In a shared memory system it is only necessary to build a data structure in memory and pass references to the data structure to parallel subroutines. For example, a matrix multiplication routine that breaks matrices into a set of blocks only needs to pass the indices of each block to the parallel subroutines.
Advantages
- User-friendly programming.
- Fash data sharing due to a close connection between CPUs and memory
Disadvantages
- Not highly scalable. Adding more CPUs increases traffic on the shared memory-CPU path,
- Lack of data coherence. The change in the memory of one CPU needs to be reflected to the other processors, otherwise, the different processors will be working with incoherent data.
- The programmer is responsible for synchronization.
Distributed memory
- In a distributed memory system each processor has a local memory that is not accessible from any other processor
- Programs on each processor interact with each other using some form of a network interconnect (Ethernet, Infiniband, Quadrics, etc.).
- A distributed memory program must create copies of shared data in each local memory. These copies are created by sending a message containing the data to another processor.
In the matrix multiplication example, the controlling process would have to send messages to other processors. Each message would contain all submatrices required to compute one part of the result. A drawback to this memory organization is that these messages might have to be quite large.
Advantages
- Each processor can use its local memory without interference from other processors.
- There is no inherent limit to the number of processors; the size of the system is constrained only by the network used to connect processors.
Disadvantages
- The complexity of programming: the programmer is responsible for many of the details associated with data communication between processors.
- It may be difficult to map complex data structures from global memory, to distributed memory organization.
- Longer memory access times.
Hybrid Distributed-Shared Memory
Practically all HPC computer systems today employ both shared and distributed memory architectures.

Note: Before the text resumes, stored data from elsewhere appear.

PR #211, opened 2022-10-26
PoC - typography tokens

damianmef:


damianmef:
@kvas-damian I think we should add all rules to tokens. In the code was situation token was applied to `progressBar__labelDataWrapper` and it's child `progressBar__labelDataSuffix` also had token. Parent could have rule about `text-decoration: underline` and then child will inherit it. Maybe it's unreal scenario, but we need consider it.

lib/styles/settings/typography/_tokens.scss
```diff
@@ -0,0 +1,46 @@
...
+  font-size: $typography-font-size-base;
+}
+
+@mixin labelLDefaultBold() {
+  font-family: $typography-font-family;
+  font-weight: $typography-font-weight-bold;
+  line-height: $typography-line-height-2xs;
+  font-size: $typography-font-size-s;
+  letter-spacing: $typography-letter-spacing-s;
+  --token: label-l-default-bold;
```
kvas-damian, line 27: I'm not sure if it was your intention but custom attributes are inherited by child nodes.
We need to think about risks of this feature

lib/styles/settings/typography/_tokens.scss
```diff
@@ -0,0 +1,46 @@
...
+
+$typography-letter-spacing-s: var(--typography-letter-spacing-s);
+
+body {
+  font-family: $typography-font-family;
+  font-size: $typography-font-size-base;
+}
+
+@mixin labelLDefaultBold() {
+  font-family: $typography-font-family;
```
kvas-damian, line 22: I'm not convinced that we need `font-family` in tokens. Why do we need it? Is it in JSON file provided by UX?

lib/styles/settings/typography/_variables.scss
```diff
@@ -0,0 +1,16 @@
+:root {
+  --typography-font-family: 'Lato';
```
kvas-damian, line 2: if we really need this we should define full `font-family` string with fallback fonts. Right know it's possible that browser will render serif font while font is loading

lib/styles/settings/typography/_variables.scss
```diff
@@ -0,0 +1,16 @@
...
+
+  --typography-font-size-base: 16px;
+  --typography-font-size-s: 14px;
+  --typography-font-size-xs: 12px;
+  --typography-font-size-2xs: 10px;
+
+  --typography-font-weight-bold: bold;
```
kvas-damian, line 9: is it string or number in JSON?

lib/js/components/ProgressBar/ProgressBar.vue
```diff
@@ -196,21 +197,17 @@ $progress-bar-layers: (
 	}
 
 	&__labelText {
-		@include headlineXXS();
-		@include textBold;
+    font-size: var(--typography-font-size-xs);
```
kvas-damian, line 200: was it intended to not use token here? Is it real use-case or something?

lib/styles/settings/typography/_tokens.scss
damianmef: @kvas-damian there is one fix, but it increased code size:
```
--token: label-l-default-bold;
--token: initial;
```
Parent will have visible token (but with line-through) and childrens will have `--token: initial`.

lib/styles/settings/typography/_tokens.scss
damianmef: I think we can add condition for default font-family. If it will be our default `Lato` - we will not add it, otherwise we will add. So I'm removing it, it's redundant for me.

lib/styles/settings/typography/_variables.scss
damianmef: True. It's a such big think like change default font i whole css, so I think it can be manage by our styles, not from JSON.

lib/js/components/ProgressBar/ProgressBar.vue
damianmef: It's a real use-case. This line set smaller font size for mobile.

lib/styles/settings/typography/_tokens.scss
```diff
@@ -0,0 +1,46 @@
...
+  font-weight: $typography-font-weight-bold;
+  line-height: $typography-line-height-2xs;
+  font-size: $typography-font-size-s;
```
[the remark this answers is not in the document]
damianmef: Added.

lib/styles/settings/typography/_tokens.scss
damianmef: I think we should inform about that fact UX.

damianmef: Maybe this inheritance is not so stupid. Example:
1. Parent has `labelMDefaultBold();` with `--token: label-m-default-bold;` 
2. Children has no styles
3. Children of children inherits all parent styles and overwrites only font-size. So we will see in devtools:
a. Overwritten font size
b. all `labelMDefaultBold` rules with info where they come from - `--token: label-m-default-bold;`

kvas-damian: is 3. an advantage or disadvantage? What UX would like to see?

lib/styles/settings/typography/_tokens.scss
```diff
@@ -0,0 +1,58 @@
...
+@mixin labelLDefaultBold() {
+	--token: label-l-default-bold;
+
+	font-size: $typography-font-size-s;
+	font-style: $typography-font-style-normal;
+	font-weight: $typography-font-weight-bold;
+	letter-spacing: $typography-letter-spacing-s;
+	line-height: $typography-line-height-2xs;
+	text-decoration: $typography-text-decoration-none;
+	text-decoration: $typography-text-transform-none;
```
kvas-damian, line 33: wrong attribute name

lib/styles/settings/typography/_tokens.scss
kvas-damian: let's remember to communicate that to UX

lib/js/components/ProgressBar/ProgressBar.vue
kvas-damian: weh nwe introduce Typography tokens, do we plan to implement it this way? I thought, we'll be using only tokens, not variables...

lib/styles/settings/typography/_tokens.scss
kvas-damian: > Parent will have visible token (but with line-through) and childrens will have `--token: initial`.

I'm not sure if it's intuitive solution

lib/styles/settings/typography/_tokens.scss
damianmef: Fixed.

lib/js/components/ProgressBar/ProgressBar.vue
damianmef: Right, in FIgma there is another token for mobile. Fixed.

- The shared memory component can be a shared memory machine and/or graphics processing units (GPU).
- The distributed memory component is the networking of multiple shared memory/GPU machines.
The important advantage is increased scalability. Increased complexity of programming is an important disadvantage.
What memory model to implement?
The decision is usually based on the amount of information that must be shared by parallel tasks. Whatever information is shared among tasks must be copied from one node to another via messages in a distributed memory system, and this overhead may reduce efficiency to the point where a shared memory system is preferred.
The message passing style fits very well with the programs in which parts of a problem can be computed independently and require distributing only initialization data and collecting final results, for example, Monte-Carlo simulations.
Key Points
The amount of information that must be shared by parallel tasks is one of the key parameters dictating the choice of the memory model.